O ministro das Cidades, Márcio Negromonte, disse hoje (06) em São Paulo que está sendo “amadurecida”, no governo, a ideia de usar emendas parlamentares para destinar recursos à área de saneamento. “Podemos usar as emendas parlamentares no programa de governo se a presidenta [Dilma Rousseff] se comprometer a não contingenciar. São quase 600 parlamentares. Cada um tem uma cota de R$ 13 milhões. Dá quase R$ 8 bilhões. Para a gente universalizar [o saneamento] nos próximos 20 anos, precisaremos mais ou menos de R$ 300 bilhões. Se fizermos investimentos com as emendas parlamentares, chegaremos lá com rapidez”, afirmou o ministro.

O ministro participou de um evento promovido pela Associação Brasileira de Infraestrutura e Indústrias de Base (Abdib). O ministro recebeu um estudo preparado por nove entidades que aponta que o Brasil precisa investir muito mais do que investe atualmente em tratamento de água e esgoto.

De acordo com o estudo, o país investe 0,2% do Produto Interno Bruto (PIB) em saneamento, mas precisaria investir 0,6% (cerca de R$ 13,5 bilhões) por ano. A previsão das entidades é que a universalização dos serviços de saneamento básico poderia ser atingida apenas em 2025 se fossem investidos R$ 350,4 bilhões no período, ou R$ 14 bilhões por ano. Considerando 20130 como meta, o total de investimentos deveria chegar a R$ 393,1 bilhões, ou R$ 13,1 bilhão por ano. Hoje, os investimentos médios na área de saneamento são de R$ 5,4 bilhões por ano. Entre 2001 e 2010, o estudo mostrou que o Brasil investiu R$ 53,9 bilhões.

Ontem (05), outro estudo, feito pela organização não governamental (ONG) Instituto Trata Brasil, indicou que apenas 4% das obras de saneamento previstas no Programa de Aceleração do Crescimento (PAC) foram concluídas até dezembro de 2010. De acordo com a ONG, a previsão do PAC era que 60% das obras de água e esgoto estivessem concluídas até o fim do ano passado. No entanto, 22 obras estão atrasadas e 11 ainda nem começaram, segundo o estudo.

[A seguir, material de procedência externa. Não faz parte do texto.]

PR #2721, opened 2020-05-26
Reduce struct name and use fully qualified name `http_api::{protocol}::Finalized`

da-kami:
Import by fully qualified name (due to same protocol module names)

This is for you @tcharding - I have to say I am not really a fan of it. Due to having to use the fully qualified name most lines break. I don't think this patch really helps, but if the others feel strong about it we can merge it.

### DIFF
--- a/api_tests/src/actors/actor.ts
+++ b/api_tests/src/actors/actor.ts
@@ -1,5 +1,6 @@
 import {
     Cnd,
+    HalightLightningBitcoinHerc20EthereumErc20RequestBody,
     Herc20EthereumErc20HalightLightningBitcoinRequestBody,
     LedgerAction,
     Swap,
@@ -97,10 +98,10 @@ export class Actor {
      */
 
     /**
-     * Create a Swap
+     * Create a herc20-halight Swap
      * @param createSwapPayload
      */
-    public async createSwap(
+    public async createHerc20HalightSwap(
         createSwapPayload: Herc20EthereumErc20HalightLightningBitcoinRequestBody
     ) {
         this.alphaLedger = {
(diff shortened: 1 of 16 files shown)


tcharding:
> Import by fully qualified name (due to same protocol module names)
> 
> This is for you @tcharding - I have to say I am not really a fan of it. Due to having to use the fully qualified name most lines break. I don't think this patch really helps, but if the others feel strong about it we can merge it.

You are right @da-kami these qualified paths are horrible. I think this is something we need to resolve well because it is going to come up repeatedly now that we are moving to adding types in the modules that use them instead of having god types (implying that there is going to be other places that qualifying paths does not work).

Should we consider _not_ having protocol modules anywhere except `swap_protocols/`. @thomaseizinger do you have any ideas on how to solve this cleanly?

thomaseizinger:
> > Import by fully qualified name (due to same protocol module names)
> > This is for you @tcharding - I have to say I am not really a fan of it. Due to having to use the fully qualified name most lines break. I don't think this patch really helps, but if the others feel strong about it we can merge it.
> 
> You are right @da-kami these qualified paths are horrible. I think this is something we need to resolve well because it is going to come up repeatedly now that we are moving to adding types in the modules that use them instead of having god types (implying that there is going to be other places that qualifying paths does not work).
> 
> Should we consider _not_ having protocol modules anywhere except `swap_protocols/`. @thomaseizinger do you have any ideas on how to solve this cleanly?

One way of solving this would be to have protocol modules that are local to a given context and reexport the generic one from there. This way you can sort of "enhance" a module with more types and don't have to mess with long import paths.

Basically, put a `pub use cnd::swap_protocols::halight::*;` into the `cnd::http_api::halight` module.

da-kami:
> > > Import by fully qualified name (due to same protocol module names)
> > > This is for you @tcharding - I have to say I am not really a fan of it. Due to having to use the fully qualified name most lines break. I don't think this patch really helps, but if the others feel strong about it we can merge it.
> > 
> > 
> > You are right @da-kami these qualified paths are horrible. I think this is something we need to resolve well because it is going to come up repeatedly now that we are moving to adding types in the modules that use them instead of having god types (implying that there is going to be other places that qualifying paths does not work).
> > Should we consider _not_ having protocol modules anywhere except `swap_protocols/`. @thomaseizinger do you have any ideas on how to solve this cleanly?
> 
> One way of solving this would be to have protocol modules that are local to a given context and reexport the generic one from there. This way you can sort of "enhance" a module with more types and don't have to mess with long import paths.
> 
> Basically, put a `pub use cnd::swap_protocols::halight::*;` into the `cnd::http_api::halight` module.

But this would only partly solve the problem, because the `Finalized` struct would still have the same name. I am not sure they actually should have. They only do because I moved them into their respective module (which contains nothing else...). Probably better to just leave them protocol specific and move them into `protocol.rs`?

da-kami:
> > > Import by fully qualified name (due to same protocol module names)
> > > This is for you @tcharding - I have to say I am not really a fan of it. Due to having to use the fully qualified name most lines break. I don't think this patch really helps, but if the others feel strong about it we can merge it.
> > 
> > 
> > You are right @da-kami these qualified paths are horrible. I think this is something we need to resolve well because it is going to come up repeatedly now that we are moving to adding types in the modules that use them instead of having god types (implying that there is going to be other places that qualifying paths does not work).
> > Should we consider _not_ having protocol modules anywhere except `swap_protocols/`. @thomaseizinger do you have any ideas on how to solve this cleanly?
> 
> One way of solving this would be to have protocol modules that are local to a given context and reexport the generic one from there. This way you can sort of "enhance" a module with more types and don't have to mess with long import paths.
> 
> Basically, put a `pub use cnd::swap_protocols::halight::*;` into the `cnd::http_api::halight` module.

Thought about re-exporting again and actually like it. I think the tough part will be to keep doing it. Is there a simple way to avoid importing it from `swap_protocols` directly (enforce the import from the re-exported one in `http_api`)?

thomaseizinger:
> > > > Import by fully qualified name (due to same protocol module names)
> > > > This is for you @tcharding - I have to say I am not really a fan of it. Due to having to use the fully qualified name most lines break. I don't think this patch really helps, but if the others feel strong about it we can merge it.
> > > 
> > > 
> > > You are right @da-kami these qualified paths are horrible. I think this is something we need to resolve well because it is going to come up repeatedly now that we are moving to adding types in the modules that use them instead of having god types (implying that there is going to be other places that qualifying paths does not work).
> > > Should we consider _not_ having protocol modules anywhere except `swap_protocols/`. @thomaseizinger do you have any ideas on how to solve this cleanly?
> > 
> > 
> > One way of solving this would be to have protocol modules that are local to a given context and reexport the generic one from there. This way you can sort of "enhance" a module with more types and don't have to mess with long import paths.
> > Basically, put a `pub use cnd::swap_protocols::halight::*;` into the `cnd::http_api::halight` module.
> 
> Thought about re-exporting again and actually like it. I think the tough part will be to keep doing it. Is there a simple way to avoid importing it from `swap_protocols` directly (enforce the import from the re-exported one in `http_api`)?

Well, you are gonna get a compile error if you try to import both modules, `swap_protocols::halight` and `http_api::halight`.
I would say for now, lets try to keep an eye on it during review and while coding.

If we find ourselves violating these rules over and over, we can look into automated solutions like custom lints (if something like that exists).

da-kami:
will create new one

O ministro das Cidades admitiu que não houve sucesso na implantação de alguns programas pelo governo, mas que isso está sendo "um aprendizado". Esses problemas, segundo o ministro, se devem a questões envolvendo falta de apresentação de projetos pelos municípios, inadimplência, impedimentos jurídicos e até eleições. Mas, segundo Negromonte, o governo tem conversado com diversos setores envolvidos para buscar soluções para os gargalos do saneamento. Segundo ele, a perspectiva do governo é que, até o fim do ano, metade dos programas de saneamento estabelecidos no PAC 1 esteja concluída.

Para o presidente da Abdib, Paulo Godoy, o problema do saneamento no Brasil não se refere à falta de recursos, mas a falhas de gestão. Para Godoy, uma das alternativas seria estimular os mecanismos de parcerias público-privadas (PPP).

“Os números são alarmantes. Estamos investindo hoje R$ 5,5 bilhões por ano, já considerando o aumento que foi verificado com a ação do PAC. Se quisermos universalizar até 2030, teríamos que investir R$ 13,5 bilhões. Dar esse salto é um desafio muito grande. Mas é factível. Se tiver um bom marco regulatório, bons projetos, segurança jurídica e clareza das regras, recurso arruma-se. Ou através de PPP ou da ação direta dos agentes públicos envolvidos”, afirmou ele.